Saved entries
==================================================

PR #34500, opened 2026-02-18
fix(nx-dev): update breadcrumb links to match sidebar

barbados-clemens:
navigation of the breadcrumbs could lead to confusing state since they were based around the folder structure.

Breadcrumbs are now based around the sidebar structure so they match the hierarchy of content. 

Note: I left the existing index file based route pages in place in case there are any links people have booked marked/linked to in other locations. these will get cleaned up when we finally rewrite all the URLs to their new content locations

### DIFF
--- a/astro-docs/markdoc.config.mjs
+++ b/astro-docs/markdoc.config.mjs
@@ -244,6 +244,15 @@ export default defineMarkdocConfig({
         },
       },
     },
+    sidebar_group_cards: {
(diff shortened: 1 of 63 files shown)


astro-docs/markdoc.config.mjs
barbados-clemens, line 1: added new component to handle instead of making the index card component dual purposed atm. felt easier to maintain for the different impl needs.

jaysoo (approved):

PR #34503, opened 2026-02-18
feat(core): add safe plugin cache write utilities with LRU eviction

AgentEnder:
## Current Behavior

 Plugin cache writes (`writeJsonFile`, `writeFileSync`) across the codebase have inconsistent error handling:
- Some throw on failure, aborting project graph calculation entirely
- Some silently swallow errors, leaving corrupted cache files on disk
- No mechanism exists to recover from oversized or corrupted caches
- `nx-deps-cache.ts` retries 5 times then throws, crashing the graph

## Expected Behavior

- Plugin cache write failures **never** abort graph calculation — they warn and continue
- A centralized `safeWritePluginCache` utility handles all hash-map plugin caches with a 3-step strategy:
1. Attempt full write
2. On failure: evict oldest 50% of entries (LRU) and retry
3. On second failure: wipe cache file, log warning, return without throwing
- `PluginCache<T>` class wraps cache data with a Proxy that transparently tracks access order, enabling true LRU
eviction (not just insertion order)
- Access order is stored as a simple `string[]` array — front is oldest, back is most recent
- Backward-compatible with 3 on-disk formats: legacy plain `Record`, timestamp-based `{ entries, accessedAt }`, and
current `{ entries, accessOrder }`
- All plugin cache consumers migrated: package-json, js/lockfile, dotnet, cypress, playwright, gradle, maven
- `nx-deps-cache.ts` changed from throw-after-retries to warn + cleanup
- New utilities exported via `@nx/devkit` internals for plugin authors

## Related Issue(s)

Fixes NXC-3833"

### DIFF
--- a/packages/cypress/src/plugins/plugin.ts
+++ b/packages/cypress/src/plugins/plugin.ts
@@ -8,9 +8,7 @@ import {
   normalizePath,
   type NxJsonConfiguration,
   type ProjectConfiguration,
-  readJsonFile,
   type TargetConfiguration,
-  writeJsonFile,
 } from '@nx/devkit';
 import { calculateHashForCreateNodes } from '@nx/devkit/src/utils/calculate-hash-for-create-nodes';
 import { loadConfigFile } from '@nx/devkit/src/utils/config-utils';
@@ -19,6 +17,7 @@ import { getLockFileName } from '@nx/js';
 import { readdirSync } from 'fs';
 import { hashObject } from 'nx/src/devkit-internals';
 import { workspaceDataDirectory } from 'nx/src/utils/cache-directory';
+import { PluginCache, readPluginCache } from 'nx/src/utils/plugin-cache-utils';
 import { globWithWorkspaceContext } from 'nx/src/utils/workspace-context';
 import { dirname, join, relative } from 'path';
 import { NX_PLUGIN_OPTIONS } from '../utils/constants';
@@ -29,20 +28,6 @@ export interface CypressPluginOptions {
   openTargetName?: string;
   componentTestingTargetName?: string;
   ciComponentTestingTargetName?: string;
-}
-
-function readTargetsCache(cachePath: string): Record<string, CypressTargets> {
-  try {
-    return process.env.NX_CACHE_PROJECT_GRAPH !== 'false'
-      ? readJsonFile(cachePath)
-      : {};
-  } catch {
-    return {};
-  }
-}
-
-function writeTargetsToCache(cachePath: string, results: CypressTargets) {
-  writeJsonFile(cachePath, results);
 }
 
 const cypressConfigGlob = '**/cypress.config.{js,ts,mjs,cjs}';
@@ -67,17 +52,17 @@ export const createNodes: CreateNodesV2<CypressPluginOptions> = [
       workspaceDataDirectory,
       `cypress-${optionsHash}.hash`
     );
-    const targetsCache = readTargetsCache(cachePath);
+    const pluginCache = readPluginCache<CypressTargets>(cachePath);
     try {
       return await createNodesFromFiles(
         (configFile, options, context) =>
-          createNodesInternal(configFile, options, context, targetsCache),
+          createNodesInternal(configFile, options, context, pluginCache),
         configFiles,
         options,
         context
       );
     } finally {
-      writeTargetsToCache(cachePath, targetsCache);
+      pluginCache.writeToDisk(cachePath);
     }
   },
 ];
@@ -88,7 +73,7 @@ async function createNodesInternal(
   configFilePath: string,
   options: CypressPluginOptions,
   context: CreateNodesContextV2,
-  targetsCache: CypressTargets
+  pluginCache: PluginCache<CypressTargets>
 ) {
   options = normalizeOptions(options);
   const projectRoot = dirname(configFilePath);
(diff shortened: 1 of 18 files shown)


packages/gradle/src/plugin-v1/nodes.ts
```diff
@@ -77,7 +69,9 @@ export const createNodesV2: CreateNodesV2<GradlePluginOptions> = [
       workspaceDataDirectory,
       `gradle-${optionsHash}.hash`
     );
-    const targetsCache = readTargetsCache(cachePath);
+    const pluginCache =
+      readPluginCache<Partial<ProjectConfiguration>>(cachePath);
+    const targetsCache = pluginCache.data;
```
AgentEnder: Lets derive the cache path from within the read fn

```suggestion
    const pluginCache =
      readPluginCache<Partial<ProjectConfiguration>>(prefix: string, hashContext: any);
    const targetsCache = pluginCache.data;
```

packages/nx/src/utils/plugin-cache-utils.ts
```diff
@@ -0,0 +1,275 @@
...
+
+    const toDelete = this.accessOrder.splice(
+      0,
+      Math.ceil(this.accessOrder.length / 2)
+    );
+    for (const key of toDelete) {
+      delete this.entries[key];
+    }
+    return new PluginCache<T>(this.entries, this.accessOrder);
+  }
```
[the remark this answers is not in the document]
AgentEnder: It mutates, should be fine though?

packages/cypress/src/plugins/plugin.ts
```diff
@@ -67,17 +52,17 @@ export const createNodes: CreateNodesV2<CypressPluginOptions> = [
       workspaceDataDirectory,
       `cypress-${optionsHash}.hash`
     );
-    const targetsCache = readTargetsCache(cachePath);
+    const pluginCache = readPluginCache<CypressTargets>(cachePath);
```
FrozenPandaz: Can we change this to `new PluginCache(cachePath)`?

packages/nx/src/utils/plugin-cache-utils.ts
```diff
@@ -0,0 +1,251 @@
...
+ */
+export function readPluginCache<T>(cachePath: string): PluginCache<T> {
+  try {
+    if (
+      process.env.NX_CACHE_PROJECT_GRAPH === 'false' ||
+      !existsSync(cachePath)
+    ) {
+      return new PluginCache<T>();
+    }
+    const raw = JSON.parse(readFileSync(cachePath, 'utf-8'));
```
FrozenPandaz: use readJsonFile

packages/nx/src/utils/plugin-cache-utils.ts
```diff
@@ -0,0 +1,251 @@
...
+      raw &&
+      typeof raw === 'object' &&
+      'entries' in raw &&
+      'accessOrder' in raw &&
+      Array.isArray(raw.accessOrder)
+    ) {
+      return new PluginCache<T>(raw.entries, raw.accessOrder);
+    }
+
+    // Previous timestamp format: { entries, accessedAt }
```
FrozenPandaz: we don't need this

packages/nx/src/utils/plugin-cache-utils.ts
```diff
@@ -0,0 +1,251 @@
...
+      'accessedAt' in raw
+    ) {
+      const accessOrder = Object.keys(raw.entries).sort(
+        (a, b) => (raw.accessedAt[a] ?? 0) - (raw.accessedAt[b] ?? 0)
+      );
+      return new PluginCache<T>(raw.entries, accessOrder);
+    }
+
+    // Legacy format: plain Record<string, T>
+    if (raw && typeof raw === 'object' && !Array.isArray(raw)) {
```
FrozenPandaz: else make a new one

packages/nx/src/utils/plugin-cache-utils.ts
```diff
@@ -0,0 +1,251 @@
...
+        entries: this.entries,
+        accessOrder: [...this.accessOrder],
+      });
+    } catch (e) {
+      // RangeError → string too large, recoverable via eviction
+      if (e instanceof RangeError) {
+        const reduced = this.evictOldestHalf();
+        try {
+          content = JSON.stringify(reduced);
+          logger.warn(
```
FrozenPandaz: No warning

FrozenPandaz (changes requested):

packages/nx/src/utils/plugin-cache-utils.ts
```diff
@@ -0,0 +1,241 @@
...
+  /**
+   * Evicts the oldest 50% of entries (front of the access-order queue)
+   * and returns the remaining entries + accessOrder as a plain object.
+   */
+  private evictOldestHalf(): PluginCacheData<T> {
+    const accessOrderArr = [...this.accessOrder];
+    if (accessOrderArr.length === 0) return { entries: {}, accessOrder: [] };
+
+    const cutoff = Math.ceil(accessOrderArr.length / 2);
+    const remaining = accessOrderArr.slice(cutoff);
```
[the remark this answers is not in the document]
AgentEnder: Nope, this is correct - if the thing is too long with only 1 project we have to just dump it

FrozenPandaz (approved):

==================================================

EXERCISE BRIEF
Please show all lines from the entries that contain the word "opened".

TASK OUTPUT
PR #34500, opened 2026-02-18
PR #34503, opened 2026-02-18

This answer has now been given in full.